李若兰与安曼都感奇怪,一齐想要追问,青苍子摆手制止,拍了拍归燕然的肩膀,问道:“你都想起来了?”
归燕然望向一旁,透过雾影,只见地上有一块墓碑,他颤声道:“师父,你把我娘埋在这儿了,对不对?”
青苍子叹道:“也真难为你了。但此事无可挽回,追悔无用,也不可一味逃避,你这就上前替她磕几个头吧。”
归燕然擦去眼泪,冲到墓碑前头,周围光秃秃的,连更草都没有。归燕然跪倒在地,砰砰砰地用力磕头,青苍子见他举止冲动,怕他伤了自己,轻轻点了归燕然穴道,将他抱起,道:“走吧,心意到了,她九泉之下,必能知晓。”
安曼问道:“这里是大哥母亲的坟么?她怎会死在这里?”李若兰也眨着眼睛,极为关切。
青苍子道:“将来若燕然有心,自然会告诉你们,但眼下提及,毫无益处,徒然勾起伤心往事罢了,我也不便多说。”

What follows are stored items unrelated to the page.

PR #98, opened 2016-03-20
Implement TestDaemon - single JVM instance for tests

### LINKED ISSUE #13: Use a single Java session for tests

cflee:
This fixes #13, but is likely to conflict with #96 as both pull requests changed the regex and subprocess stuff in utils.py.

- Implement a TestDaemon Java class that accepts class names on stdin, and loads + runs the required classes, then sends the output on stdout/stderr. The voc classes are kept loaded to improve performance.
- Add TestDaemon to ant build for `ant java` target.
- Keep a fallback to individual JVM per test when `args` is non-empty, as `sys.argv` will be wrong since it picks up the TestDaemon's parameters from the JVM instead of the entry main() method's `String[] args` parameter.
- Fix an inconsistent test implementation in `test_interface`, as provided by @khoobks in #96 at [d8cfe6d6](https://github.com/pybee/voc/pull/96/commits/d8cfe6d6cdda1b5f482b597255f426e24b4b07b9). No idea how this passes!
- Current test suite runtime is improved to 9-11 min on Travis CI, about 5x speedup.

Potential issues:
- Missing tests for adjusted `JAVA_EXCEPTION` regexes. I'm not sure how to generate the `<clinit>` vs non-`<clinit>` kind of exceptions to use for the test.
- Fallback to individual JVM may have a large impact on performance on test runtime if there are many tests that provide the args. However, this seems non-fixable unless there's an alternate way to implement `sys.argv`.
- I have observed this issue where running the tests with no built files causes `ant java` to run to compile and build the jars, but then the java invocation for TestDaemon fails as it can't find the files / can't find the TestDaemon class. Restarting the test runner fixes this. Not sure if it's reproducible for others.
  - `ant clean && python3 setup.py tests` triggers this on OS X.

### DIFF
--- a/python/common/org/python/ImportLib.java
+++ b/python/common/org/python/ImportLib.java
@@ -79,7 +79,7 @@ public class ImportLib {
                 if (!name.equals("*")) {
                     try {
                         if (native_import) {
-                            java.lang.Class java_class = java.lang.Class.forName(java_name.toString().replace("/", ".") + name);
+                            java.lang.Class java_class = java.lang.Thread.currentThread().getContextClassLoader().loadClass(java_name.toString().replace("/", ".") + name);
                             parent_module.__setattr__(name, org.python.java.Type.pythonType(java_class));
                         } else {
                             python_module = importPythonModule(java_name.toString() + name);
@@ -106,7 +106,7 @@ public class ImportLib {
             throws java.lang.ClassNotFoundException {
         org.python.types.Module python_module;
         try {
-            java.lang.Class java_class = java.lang.Class.forName(java_name.replace("/", "."));
+            java.lang.Class java_class = java.lang.Thread.currentThread().getContextClassLoader().loadClass(java_name.replace("/", "."));
             python_module = null;
         } catch (java.lang.ClassNotFoundException e) {
             python_module = new org.python.java.Module(java_name.replace("/", "."));
@@ -136,7 +136,7 @@ public class ImportLib {
             throws java.lang.ClassNotFoundException {
         org.python.types.Module python_module;
         try {
-            java.lang.Class java_class = java.lang.Class.forName(java_name.replace("/", ".") + ".__init__");
+            java.lang.Class java_class = java.lang.Thread.currentThread().getContextClassLoader().loadClass(java_name.replace("/", ".") + ".__init__");
             java.lang.reflect.Constructor constructor = java_class.getConstructor();
             python_module = (org.python.types.Module) constructor.newInstance();
             modules.put(java_name, python_module);
--- a/tests/utils.py
+++ b/tests/utils.py
@@ -18,7 +18,6 @@ from voc.transpiler import Transpiler
 
 # A state variable to determine if the test environment has been configured.
 _suite_configured = False
-_jvm_configured = False
 
 def setUpSuite():
     """Configure the entire test suite.
@@ -283,7 +282,6 @@ class TranspileTestCase(TestCase):
 
     def setUpClass():
         global _jvm
-        global _jvm_configured
         test_dir = os.path.join(os.path.dirname(__file__))
         _jvm = subprocess.Popen(
             ["java", "-classpath", "../dist/python-java-testdaemon.jar", "python.testdaemon.TestDaemon"],
@@ -292,15 +290,12 @@ class TranspileTestCase(TestCase):
             stderr=subprocess.STDOUT,
             cwd=test_dir,
         )
-        _jvm_configured = True
 
     def tearDownClass():
         global _jvm
-        global _jvm_configured
-        if _jvm_configured:
+        if _jvm is None:
             # use communicate here to wait for process to exit
             _jvm.communicate("exit".encode())
-            _jvm_configured = False
 
     def assertBlock(self, python, java):
         self.maxDiff = None
--- a/tests/utils.py
+++ b/tests/utils.py
@@ -217,8 +217,8 @@ def compileJava(java_dir, java):
 
 
 JAVA_EXCEPTION = re.compile(
-    '(((Exception in thread "\w+" )?org\.python\.exceptions\.(?P<exception1>[\w]+): (?P<message1>[^\r?\n]+))|' +
-    '((Exception in thread "[\w-]+" )?([^\r?\n]+\r?\n)+' +
+    '(((Exception in thread "[\w-]+" )?org\.python\.exceptions\.(?P<exception1>[\w]+): (?P<message1>[^\r?\n]+))|' +
+    '([^\r\n]*?\r?\n((    |\t)at[^\r\n]*?\r?\n)*' +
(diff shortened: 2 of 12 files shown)


python/common/org/python/ImportLib.java
```diff
@@ -79,7 +79,7 @@
                 if (!name.equals("*")) {
                     try {
                         if (native_import) {
-                            java.lang.Class java_class = java.lang.Class.forName(java_name.toString().replace("/", ".") + name);
+                            java.lang.Class java_class = java.lang.Thread.currentThread().getContextClassLoader().loadClass(java_name.toString().replace("/", ".") + name);
```
freakboy3742: I take it that this is required to make sure that, during testing, the non-caching class loader is in use? Does this effectively mean that any use of `Class.forName()` will fail under test?

tests/utils.py
```diff
@@ -254,6 +270,27 @@ class TranspileTestCase(TestCase):
     def setUp(self):
         setUpSuite()
 
+    def setUpClass():
+        global _jvm
+        global _jvm_configured
```
freakboy3742: Do we need both `_jvm` and `_jvm_configured`? Couldn't we just use `_jvm is None` as as marker for "we have no JVM", and when you invoke `runAsJava()`, start a new JVM if one doesn't exist? That would also avoid duplicating the `Popen` logic.

tests/utils.py
```diff
@@ -254,6 +270,27 @@ class TranspileTestCase(TestCase):
...
+            cwd=test_dir,
+        )
+        _jvm_configured = True
+
+    def tearDownClass():
+        global _jvm
+        global _jvm_configured
+        if _jvm_configured:
+            # use communicate here to wait for process to exit
+            _jvm.communicate("exit".encode())
```
freakboy3742: Shouldn't this be `encode('utf-8')`?

freakboy3742:
This looks great - and the speedup is amazing. 

I've made minor review comments; the only one that's really concerning to me is the need to avoid `Class.forName()`, because it's such a common idiom; I just want to make sure I understand the consequences of that change. 

I did a merge with the current trunk; but I got a couple of test failures - they all appear to be due to a buffer flushing issue. A test that outputs a couple of lines out stdout, then raises an exception seems to match the exception fine, but the output is missing. `DictTests.test_getitem`, `RangeTests.test_creation` and `RangeTests.test_step` are all examples - there's about a dozen all up that are failing for me. I'm not sure if this is due to an error in my merge, or a problem that is only appearing on my machine.

cflee:
The need to avoid `Class.forName()` only affects code that goes into the runtime jar; the generated python.* class bytecode continues to use `Class.forName()` just fine.

What happens is that there's no way to 'unload' or not-cache classes in the ClassLoader, as by design they don't reload classes that have been loaded before. This makes it necessary to create a new ClassLoader for each test, to allow it to pick up the newly generated `python.test.__init__` class for the test.

However, that only gets the test runtime down to 35 min or so. Hence, for performance reasons we cache the loaded classes that are from python-java.jar. These classes are marked with the ClassLoader from the first test.

When we move onto the second test, the second ClassLoader loads the new `python.test.__init__` fine. However, later when `org.python.ImportLib.__import__()` is invoked, the ImportLib class used is the cached one from the first ClassLoader. The `__import__()` method (or the other methods in the class) will try to do `Class.forName("python.test.__init__")`, but by default it will gets the classes from the ClassLoader that created it, so that's the first ClassLoader. This yields the wrong class, as the first ClassLoader has an "old copy" of the class, that doesn't match the .class file on-disk right now.

Bottom line: any use of `Class.forName()` in code that goes into the runtime python-java.jar will cause failure during tests, when the underlying .class file is changed (compileJava) within the same test class, on the second time that a class is loaded.

cflee:
Rebased onto latest master with force push onto this PR and made the following changes:
- Remove redundant `_jvm_configured` global
- Specify 'utf-8' when encoding strings, as mentioned above

I see the 12 test failures locally as well, will look into them.

cflee:
Looks like my changes to the regex to handle the additional lines in the stack trace between exception name and 'Caused by:' were assuming that the `Exception in thread "main"` bit is present. Adjusted the regex to handle that.

freakboy3742:
I've just merged, on the basis that a 5 minute test run is much better than a 45 minute test run :-)

freakboy3742:
I'd still like to look a bit more at the `Class.forName()` issue, though. If I'm understanding you correctly, if we could get `org.python.ImportLib` and `org.python.types.Type` to be loaded from a non-caching Class loader, the problem wouldn't exist, because by default, if class A tries to load class B, the class loader that loaded A will be used to load B. 

To be clear: I have no idea how we'd actually make that change - just verifying if my understanding is correct. The best idea I've got is a subclass of URLClassLoader that explicitly refuses to load `ImportLib` or `Type` at all, and use *that* as the loader for the runtime classes.

My concern is that the problem we're hitting here is an edge case caused by our test environment, but it's fundamentally affecting the way that we can write production code. There's no problem writing code to make it more testable, but if the test environment is imposing odd requirements on production code, it's something that is likely to cause confusion in future. 

However, If avoiding `Class.forName()` it's the only way to do it, that's fine - I'd just like to make sure it's the last resort. Alternatively, if we can come up with a good generic explanation why production code shouldn't be using `Java.getClass()` I'd be happy, because then we can provide that as general advice for potential VOC module implementors. Does that make sense?

cflee:
I definitely see where you're coming from - I was very reluctant to touch the existing codebase outside of the test suite, but that was the best solution I have right now.

I did try to not-cache `org.python.ImportLib` and some of the other classes earlier (since rewritten out of git history), by always loading it fresh from the new ClassLoader, but there were a slew of strange errors from NameError, AttributeError to particularly alarming IllegalAccessErrors. I tried digging into that a little bit, but after that I figured that the current workaround was the lowest-resistance path.

> I'd still like to look a bit more at the Class.forName() issue, though. If I'm understanding you correctly, if we could get org.python.ImportLib and org.python.types.Type to be loaded from a non-caching Class loader, the problem wouldn't exist, because by default, if class A tries to load class B, the class loader that loaded A will be used to load B.

I'm still spelunking through how the `<clinit>` stuff in the generated classes interact with the runtime jar,  at least for the small few-line test cases, so I can't definitively say if this is sufficient. Shall we track this in a new issue? I think this PR thread will get lost since it's been closed.

freakboy3742:
Ok - that makes sense. The patch you've provided will certainly suffice for now - I'm already loving the newfound speed :-) 

Opening a new ticket for "improving the test runner" is probably worthwhile, rather than piling on this closed ticket.

cflee:
I've opened issue #102, in case anyone else tries to follow this thread in future.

安曼以己度人,也颇不愿旁人说起她母亲达兰呼玛的事,果然不再多问,李若兰虽然好奇。但被安曼劝了几句,就此罢休。
过了一顿饭功夫,归燕然冲开穴道,青苍子放他下来。见他仍有些悲戚,但表情坚毅,已然遏制住心绪,暗暗心喜:“燕然这孩子比一年前头大大长进了。”
青苍子送他们来到大路,说道:“徒儿、徒儿妹妹。徒孙丫头,老头陪你们一整晚上,浑身不自在,这会儿得顾着自己逍遥去了,你们沿着此路前行,不多时便能到那恒阳山庄。”
安曼急道:“青苍子师父,咱们雪莲派.....”
李若兰抢着嚷道:“师公,我们江龙帮......”
青苍子脸色一变,说道:“老子身在江湖,所求不过自在逍遥。连自家昆仑都管束不了我,你们可别推我入火坑。”也不多话,转身跃入密林,几个起落,没了踪影。
安曼与李若兰齐叹可惜,归燕然笑道:“师父他老人家不喜江湖纷争,就别难为他啦。”
安曼点头道:“他年纪这般大了,即便以往功夫厉害,眼下还有些功底,但精力毕竟不如往昔。咱们确实不该强人所难。”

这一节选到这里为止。